____ GIVEN DATA

PR #9522, opened 2026-06-28
feat(rlp): verified single-pass walk-based withdrawal_decode (WIP)

pirapira:
> **Draft / WIP** — opening early for feedback on the approach. Only the reusable
> walk→spec **decode bridge foundation** has landed so far; the verified
> `withdrawal_decode` program and its `decodeWithdrawal` coincidence proof are still to come.

## Goal

Replace the unverified, O(n²) `withdrawal_decode` (which decodes each of the 4 RLP fields with
a separate `rlp_list_nth_item` that re-walks the list from the front) with a **formally
verified, strict, single-pass** drop-in: `rlp_walk_init` once, then `rlp_walk_next`
left-to-right per field — structurally isomorphic to the pure spec
`decodeWithdrawal` (`decodeFully bs = some (.list [.bytes d0, .bytes d1, .bytes d2, .bytes d3])`).
The spec is anchored on the (now strict) pure `decodeWithdrawal`.

Prereq already merged: **#9521** made `decodeWithdrawal` strict (canonical-minimal `uint64`
scalar fields), so the verified path can reuse the strict `rlp_content_to_u64` directly.

## Landed in this PR so far

`EvmAsm/Rv64/RLP/WalkDecodeBridge.lean` — the reusable bridge between the walk routines'
machine-level item view (a byte list with a `Nat` offset + prefix-range guards, as exposed by
`rlp_walk_next` / `rlpItemDecode`) and the pure spec decoder `EvmAsm.EL.RLP.decodeAux`:

- `drop_eq_cons_of_getElem?` — a byte present at an offset peels off the front of `drop`.
- `decodeAux_singleByte_bridge` — a byte `< 0x80` decodes to `.bytes [b]` (1 byte consumed).
- `decodeAux_shortBytes_bridge` — a prefix in `[0x80, 0xB7]` with its declared content present
  (and, for `len = 1`, a canonical content byte `≥ 0x80`) decodes to `.bytes content`,
  `content = (drop (off+1)).take len`, consuming `1 + len` bytes.

These cover the single-byte + short-string classes — the only forms a fixed `uint64` / 20-byte
address field can take. They leverage the existing `classifyPrefix` / `decodeAux_cons_*`
infrastructure in `EvmAsm/EL/RLP/`. Build clean, 0 `sorry`; axioms = `propext, Quot.sound`.

## Roadmap (remaining)

- **M2 cont.** — outer-list + `decodeItems` bridge: relate `walk_init` + 4× `walk_next` +
  end-of-list to `decodeFully = some (.list [.bytes d0..d3])`.
- **M3** — `withdrawal_decode_prog` + `withdrawal_decode_spec_within`: the single-pass assembly
  proof (`walk_init` + 4× `walk_next` + strict `content_to_u64` + 20-byte copy + arity check),
  composed via a `jal`→leaf→return sequencing pattern (built from the existing
  `jal_spec_within` + leaf specs + `cpsTripleWithin_seq`; no new framework combinator), anchored
  on `decodeWithdrawal`.
- **M4** — swap the `withdrawalDecodeFunction` emission to `emitProgram withdrawal_decode_prog`;
  re-run EEST (200/200 on spike).

## Feedback wanted

- The single-pass walk-based approach + self-contained program structure (appending callee
  blocks vs. shared emission) for M3.
- Scalar width modeling in the spec (`Nat` + `< 2^64` vs. `BitVec 64`).
- Whether the bridge lemmas should live in `WalkDecodeBridge.lean` (reusable for tx/header
  decoders too) or alongside `WalkNext`.

Related: `rlp_field_to_u64` has the same missing-canonicity gap (bead `evm-asm-vd5vr`).

### DIFF
--- a/EvmAsm/Codegen/Programs/Withdrawal.lean
+++ b/EvmAsm/Codegen/Programs/Withdrawal.lean
@@ -17,11 +17,13 @@
 
 import EvmAsm.Rv64.Program
 import EvmAsm.Codegen.Layout
+import EvmAsm.Codegen.Emit
 import EvmAsm.Codegen.Programs.HashBridge
 import EvmAsm.Codegen.Programs.RlpRead
 import EvmAsm.Codegen.Programs.Tx
 import EvmAsm.Codegen.Programs.U256
 import EvmAsm.Codegen.Programs.Block
+import EvmAsm.Rv64.RLP.WithdrawalDecode
 
 namespace EvmAsm.Codegen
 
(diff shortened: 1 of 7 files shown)


pirapira:
Perhaps 9534 goes better.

________

[WORK INSTRUCTIONS]:
An exact reproduction of the data is required. Leave nothing out.

[SOLUTION TO THIS EXERCISE]:
PR #9522, opened 2026-06-28
feat(rlp): verified single-pass walk-based withdrawal_decode (WIP)

pirapira:
> **Draft / WIP** — opening early for feedback on the approach. Only the reusable
> walk→spec **decode bridge foundation** has landed so far; the verified
> `withdrawal_decode` program and its `decodeWithdrawal` coincidence proof are still to come.

## Goal

Replace the unverified, O(n²) `withdrawal_decode` (which decodes each of the 4 RLP fields with
a separate `rlp_list_nth_item` that re-walks the list from the front) with a **formally
verified, strict, single-pass** drop-in: `rlp_walk_init` once, then `rlp_walk_next`
left-to-right per field — structurally isomorphic to the pure spec
`decodeWithdrawal` (`decodeFully bs = some (.list [.bytes d0, .bytes d1, .bytes d2, .bytes d3])`).
The spec is anchored on the (now strict) pure `decodeWithdrawal`.

Prereq already merged: **#9521** made `decodeWithdrawal` strict (canonical-minimal `uint64`
scalar fields), so the verified path can reuse the strict `rlp_content_to_u64` directly.

## Landed in this PR so far

`EvmAsm/Rv64/RLP/WalkDecodeBridge.lean` — the reusable bridge between the walk routines'
machine-level item view (a byte list with a `Nat` offset + prefix-range guards, as exposed by
`rlp_walk_next` / `rlpItemDecode`) and the pure spec decoder `EvmAsm.EL.RLP.decodeAux`:

- `drop_eq_cons_of_getElem?` — a byte present at an offset peels off the front of `drop`.
- `decodeAux_singleByte_bridge` — a byte `< 0x80` decodes to `.bytes [b]` (1 byte consumed).
- `decodeAux_shortBytes_bridge` — a prefix in `[0x80, 0xB7]` with its declared content present
  (and, for `len = 1`, a canonical content byte `≥ 0x80`) decodes to `.bytes content`,
  `content = (drop (off+1)).take len`, consuming `1 + len` bytes.

These cover the single-byte + short-string classes — the only forms a fixed `uint64` / 20-byte
address field can take. They leverage the existing `classifyPrefix` / `decodeAux_cons_*`
infrastructure in `EvmAsm/EL/RLP/`. Build clean, 0 `sorry`; axioms = `propext, Quot.sound`.

## Roadmap (remaining)

- **M2 cont.** — outer-list + `decodeItems` bridge: relate `walk_init` + 4× `walk_next` +
  end-of-list to `decodeFully = some (.list [.bytes d0..d3])`.
- **M3** — `withdrawal_decode_prog` + `withdrawal_decode_spec_within`: the single-pass assembly
  proof (`walk_init` + 4× `walk_next` + strict `content_to_u64` + 20-byte copy + arity check),
  composed via a `jal`→leaf→return sequencing pattern (built from the existing
  `jal_spec_within` + leaf specs + `cpsTripleWithin_seq`; no new framework combinator), anchored
  on `decodeWithdrawal`.
- **M4** — swap the `withdrawalDecodeFunction` emission to `emitProgram withdrawal_decode_prog`;
  re-run EEST (200/200 on spike).

## Feedback wanted

- The single-pass walk-based approach + self-contained program structure (appending callee
  blocks vs. shared emission) for M3.
- Scalar width modeling in the spec (`Nat` + `< 2^64` vs. `BitVec 64`).
- Whether the bridge lemmas should live in `WalkDecodeBridge.lean` (reusable for tx/header
  decoders too) or alongside `WalkNext`.

Related: `rlp_field_to_u64` has the same missing-canonicity gap (bead `evm-asm-vd5vr`).

### DIFF
--- a/EvmAsm/Codegen/Programs/Withdrawal.lean
+++ b/EvmAsm/Codegen/Programs/Withdrawal.lean
@@ -17,11 +17,13 @@
 
 import EvmAsm.Rv64.Program
 import EvmAsm.Codegen.Layout
+import EvmAsm.Codegen.Emit
 import EvmAsm.Codegen.Programs.HashBridge
 import EvmAsm.Codegen.Programs.RlpRead
 import EvmAsm.Codegen.Programs.Tx
 import EvmAsm.Codegen.Programs.U256
 import EvmAsm.Codegen.Programs.Block
+import EvmAsm.Rv64.RLP.WithdrawalDecode
 
 namespace EvmAsm.Codegen
 
(diff shortened: 1 of 7 files shown)


pirapira:
Perhaps 9534 goes better.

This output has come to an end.